PR #1409, opened 2023-12-08
Change the HTML order of previous buttons, add flex styling to submit button container and keep it left using order: -1

Crabcyborg:
Fixes https://github.com/Strategy11/formidable-pro/issues/3790

**New forms only** will now have new submit button HTML with flex styling.

This issue isn't fixed for old forms. You will need to clear your old submit button HTML and save to reset it to the default to fix it in an old form.

_The gap between buttons is larger now, but that's intentional._

@stephywells I wouldn't normally request your review on this one but now this requires 2 approvals to merge?


garretlaxton (approved):
This looks great!

PR #1413, opened 2023-12-11
Pro issue 3967

Crabcyborg:
Fixes https://github.com/Strategy11/formidable-pro/issues/3967

Here's a basic snippet to simulate something similar to the issue from this ticket https://github.com/Strategy11/formidable-pro/issues/3967#issuecomment-1850615714

When any `$_POST` data includes the word "select", this will force a redirect to a 404 page.

```
foreach ( $_POST as $key => $value ) {
	if ( false !== strpos( $value, 'select' ) ) {
		wp_redirect( site_url() . '/404-page' );
		die();
	}
}
```

I tested this fix out as a beta on the customer's website, and it fixes the issue with their security plugin blocking saving a dropdown "select" field.

@stephywells What do you think? Is there anything else I'd need to do here to cover this?

### DIFF
--- a/classes/models/FrmField.php
+++ b/classes/models/FrmField.php
@@ -444,6 +444,8 @@ class FrmField {
 
 		if ( isset( $values['type'] ) ) {
 			if ( 'dropdown' === $values['type'] ) {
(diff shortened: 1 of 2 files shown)


stephywells (approved):
Nice solution!

PR #1415, opened 2023-12-11
Update Phpstan

stephywells:
Load phpstan in composer
Use Pro and Views functions directory instead of stubs since phpstan thinks they are always defined. This might need more work for the phpstan workflow in GH.
Fix and stop excluding PHPDoc tag @param rule
Fix and stop excluding is not nullable for static values
Exclude less commenting phpcs and specify which rules to exclude for now.
Fix the comment rules that can be fixed automatically.


classes/controllers/FrmAddonsController.php
```diff
@@ -1246,13 +1246,15 @@ public static function install_addon_api() {
...
 	 * @since 4.09
+	 *
+	 * @param string       $plugin
+	 * @param array|string $upgrade_link_args
+	 * @return void
 	 */
 	public static function conditional_action_button( $plugin, $upgrade_link_args ) {
 		if ( is_callable( 'FrmProAddonsController::conditional_action_button' ) ) {
-			return FrmProAddonsController::conditional_action_button( $plugin, $upgrade_link_args );
+			FrmProAddonsController::conditional_action_button( $plugin, $upgrade_link_args );
```
Crabcyborg, line 1257: @stephywells Getting rid of the return here would mean a bunch of other code runs after this line.

I think we still need a `return`, just on its own line.

classes/controllers/FrmAddonsController.php
```diff
@@ -1275,14 +1277,19 @@ public static function conditional_action_button( $plugin, $upgrade_link_args )
...
+	 *     @type string|false $license_type
+	 *     @type string $plan_required
+	 *     @type string $upgrade_link
+	 * }
+	 * @return void
 	 */
 	public static function show_conditional_action_button( $atts ) {
 		if ( is_callable( 'FrmProAddonsController::show_conditional_action_button' ) ) {
-			return FrmProAddonsController::show_conditional_action_button( $atts );
+			FrmProAddonsController::show_conditional_action_button( $atts );
```
Crabcyborg, line 1292: Same here. We should call the function, then return.

classes/controllers/FrmXMLController.php
```diff
@@ -363,7 +363,7 @@ public static function import_xml() {
 			return;
 		}
 
-		//add_filter('upload_mimes', 'FrmXMLController::allow_mime');
+		// add_filter('upload_mimes', 'FrmXMLController::allow_mime');
```
Crabcyborg, line 366: Should we get rid of this line? We shouldn't have commented out code.

tests/forms/test_FrmFormsControllerAjax.php
```diff
@@ -47,7 +47,7 @@ private function _setup_post_values( $form_id ) {
 			'id' => $form_id,
 			'action' => 'update',
 			'frm_save_form' => wp_create_nonce( 'frm_save_form_nonce' ),
-			//'_wp_http_referer' =>
+			// '_wp_http_referer' =>
```
Crabcyborg, line 50: Should we just remove this line?

classes/controllers/FrmAddonsController.php
stephywells: Good catch! I just reviewed every file again to make sure I didn't miss anything else like this.

classes/controllers/FrmXMLController.php
stephywells: Done.

Crabcyborg (approved):
Thanks @stephywells!

🚀

PR #1418, opened 2023-12-12
Form builder permission settings scripts

omidakhavans:
### Summary
This update would remove the unnecessary script for permission settings tab based on new updates.

### DIFF
--- a/js/formidable_admin.js
+++ b/js/formidable_admin.js
@@ -10278,7 +10278,7 @@ function frmAdminBuildJS() {
 		settingsInit: function() {
 			const $formActions = jQuery( document.getElementById( 'frm_notification_settings' ) );
 
-			let formSettings, $loggedIn, $cookieExp, $editable;
+			let formSettings, $loggedIn, singleEntryType, $editable;
 
 			// BCC, CC, and Reply To button functionality
 			$formActions.on( 'click', '.frm_email_buttons', showEmailRow );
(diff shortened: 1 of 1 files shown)


truongwp:
Does this cause any problem if Pro version hasn't been updated?

omidakhavans:
@truongwp Some fields wouldn't show hide properly. Do you have some suggestion?

truongwp:
I think we should check to remove these scripts only when those settings are not on the Settings page.

omidakhavans:
@truongwp Since its effects on only a dropdown and others would work fine. I guess it's fine. if we want to make a condition and keep the old codes the point about cleaning would be lost. Can you please test it to see if we are fine or not? Also maybe @Crabcyborg could have some points about this?

js/formidable_admin.js
```diff
@@ -10453,6 +10396,49 @@ function frmAdminBuildJS() {
...
+					return;
+				}
+
+				Array.prototype.forEach.call( singleEntryType, ( selector ) => {
+					selector.classList.remove( 'frm_hidden' );
+				});
+			});
+
+			// jQuery event trigger for backward compability.
+			triggerChange( jQuery( document.getElementById( 'save_draft' ) ) );
```
Crabcyborg, line 10434: This line is causing issues. As soon as I load the settings page I get prompted with the unsaved changes pop up because this triggers change on load.

Crabcyborg:
@omidakhavans Maybe we can pull the old logic into a temporary backward-compatibility function? It doesn't seem ideal that this update breaks Pro when it isn't up to date.

We generally avoid breaking changes like that when possible.

Is it much more work to make these listeners work with the old HTML as well?

Crabcyborg:
Also, @omidakhavans, is it possible to add the new logic in Pro instead? Since these settings are for Pro features it would be nice to leave future changes out of Lite where possible.

We have a `settings.js` now in Pro. It used to be that we didn't have a dedicated JS file yet in Pro when these were added.

Crabcyborg:
I'm closing this as it is no longer required.

PR #1422, opened 2023-12-15
Add new JS filter for getFieldList()

truongwp:
This is required for a Surveys fix.

I also fixed some variables aren't declared before using.


Crabcyborg (approved):
Thanks @truongwp!

This looks good to me.

🚀

PR #1425, opened 2023-12-20
Stop requiring CC field if stripe intent is in request

Crabcyborg:
This fixes the issue with required CC fields and Stripe Lite actions.

I hadn't copied over a similar function from the Stripe add on, but clearly it's important.

This is a simplified version that covers the smaller Stripe Lite scope.


jonathanenlared (approved):
It works great 👍

PR #1428, opened 2023-12-21
Add a sent mothership request flag to FrmAddon to limit requests to o…

Crabcyborg:
…ur API

Related Slack conversation https://strategy11.slack.com/archives/G01KDLFJTJS/p1703078624583319?thread_ts=1702904869.778139&cid=G01KDLFJTJS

*TASK TO COMPLETE*
Go through the entries above and report how many lines hold the word "document". Nothing but the number is needed.

*PROBLEM SOLUTION*
2